Prices, rates, or cost estimates mentioned in this article are based on the latest available information but may change over time. Independent research is advised before making financial decisions.


Safety and coverage also matter. Most federally regulated banks participate in CDIC coverage for eligible deposits up to the applicable limits per insured category. Credit unions are provincially insured; some provinces offer higher or even unlimited coverage, but rules differ, so confirm protection details before depositing large sums. Spreading deposits across institutions and categories can help you stay within insurance limits.
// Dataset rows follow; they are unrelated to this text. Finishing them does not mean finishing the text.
PR #6106, opened 2024-03-23
fmt: allow negative widths as first argument

sargas:
The `fmt` command has an interesting syntax where the first argument can be the width (as a dash), with options and/or files after that.
This PR enables that way of calling `fmt` by allowing the positional argument in clap to be a negative number, and parse that as a width if it is the first argument.

This error handling in this PR should fix `tests/fmt/base.pl`.


sylvestre:
terrific

PR #6108, opened 2024-03-23
truncate: correctly handle file (non-)creation

BenWiederhake:
This PR fixes three issues:
- The tests `test_reference` and `test_truncate_bytes_size` had dead code with comments "Uncomment when XYZ is implemented", but XYZ was already implemented two years ago. So I uncommented it.
- The implementations for "reference-only" and "reference-and-size" lacked the logic that "file not truncated because it's missing" is not an error when `--no-create`. So I moved the code from the "size-only" implementation to the common function.
- The fifo-check was copy-pasted in all three implementations, and contained a bug where a missing file would error out. This is fixed here.

Note that `truncate` still has a TOCTOU bug: The fifo check is done on the path, not on the file(descriptor), which leaves a (very short) window of time where a regular file could be swapped out for a fifo. The "correct way" is probably to drop the fifo check entirely and instead open the file in a special non-blocking way: https://users.rust-lang.org/t/opening-a-fifo-for-writing-hangs/107738 However, I'm not gonna touch that.

### DIFF
--- a/src/uu/truncate/src/truncate.rs
+++ b/src/uu/truncate/src/truncate.rs
@@ -180,8 +180,11 @@ pub fn uu_app() -> Command {
 /// size of the file.
 fn file_truncate(filename: &str, create: bool, size: u64) -> std::io::Result<()> {
     let path = Path::new(filename);
-    let f = OpenOptions::new().write(true).create(create).open(path)?;
-    f.set_len(size)
+    match OpenOptions::new().write(true).create(create).open(path) {
+        Ok(file) => file.set_len(size),
+        Err(e) if e.kind() == ErrorKind::NotFound && !create => Ok(()),
+        Err(e) => Err(e),
+    }
 }
 
 /// Truncate files to a size relative to a given file.
@@ -337,15 +340,8 @@ fn truncate_size_only(size_string: &str, filenames: &[String], create: bool) -> 
             Err(_) => 0,
         };
         let tsize = mode.to_size(fsize);
-        match file_truncate(filename, create, tsize) {
-            Ok(_) => continue,
-            Err(e) if e.kind() == ErrorKind::NotFound && !create => continue,
-            Err(e) => {
-                return Err(
-                    e.map_err_context(|| format!("cannot open {} for writing", filename.quote()))
-                )
-            }
-        }
+        file_truncate(filename, create, tsize)
+            .map_err_context(|| format!("cannot open {} for writing", filename.quote()))?;
     }
     Ok(())
 }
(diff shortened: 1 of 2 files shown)


src/uu/truncate/src/truncate.rs
```diff
@@ -178,10 +184,27 @@ pub fn uu_app() -> Command {
...
 /// size of the file.
-fn file_truncate(filename: &str, create: bool, size: u64) -> std::io::Result<()> {
+fn file_truncate(filename: &str, create: bool, size: u64, fifo_check: FifoCheck) -> UResult<()> {
+    if fifo_check == FifoCheck::Requested {
+        if let Ok(metadata) = std::fs::metadata(filename) {
+            if metadata.file_type().is_fifo() {
+                return Err(USimpleError::new(
+                    1,
+                    format!(
+                        "cannot open {} for writing: No such device or address",
```
tertsdiepraam, line 194: This error message is indeed a clear indication that we're doing something wrong. We should be making a syscall that returns "No such device or address". That shouldn't block merging this PR though, we can indeed fix that later if you don't want to do it now.

`strace` shows this call as the one generating that error:
```
openat(AT_FDCWD, "blabla", O_WRONLY|O_NONBLOCK) = -1 ENXIO (No such device or address)
```

This Rust code:
```rust
OpenOptions::new().write(true).create(true).open("myfifo");
```
actually does the following syscall:
```
openat(AT_FDCWD, "myfifo", O_WRONLY|O_CLOEXEC)
```

Looks like the `O_NONBLOCK` is the culprit there. So maybe we can just fix this by setting the same mode as GNU via `OpenOptionsExt` and the appropriate `libc` constants?

This got me the right error message:
```rust
OpenOptions::new().write(true).custom_flags(libc::O_NONBLOCK).open("myfifo");
```

BenWiederhake: Yes, opening the file in non-blocking mode is probably the right way forward, and your code looks correct. However, I don't want to fix this particular aspect in this PR; please note that this fifo-toctou-bug already existed before this PR, and remains unchanged.

BenWiederhake:
Oops! Looks like this breaks everything on windows, DO NOT PULL yet.

BenWiederhake:
Changes since last push:
- Completely dropped the "avoid making redundant call to stat" commit, as it only makes sense on some platforms, and doesn't have any tangible impact anyway
- Re-introduce `#[cfg(unix)]` when checking for fifos. This was present in the original code, but I accidentally removed it at some point. Now it is never deleted in the commits. This fixes Windows builds.

sylvestre:
excellent! i guess it is ready ?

Promotions require careful reading. Many offers apply only to “net new” money and may revert to the base rate after a set period. Some deals are targeted to select customers. Check whether the promo applies to entire balances or just a portion, whether interest is tiered, and when the promotional window begins and ends. Consider operational convenience too: moving funds between institutions can take time, during which your balance may earn less or no interest.

Conclusion: The highest posted percentage on a given day is not the only measure of value. For 2026, compare base rates, promotional structures, account fees, access, and deposit protection across digital banks, credit unions, and national banks. Use providers’ official rate pages to verify current terms and choose the mix that preserves your liquidity while delivering a reliable, competitive return.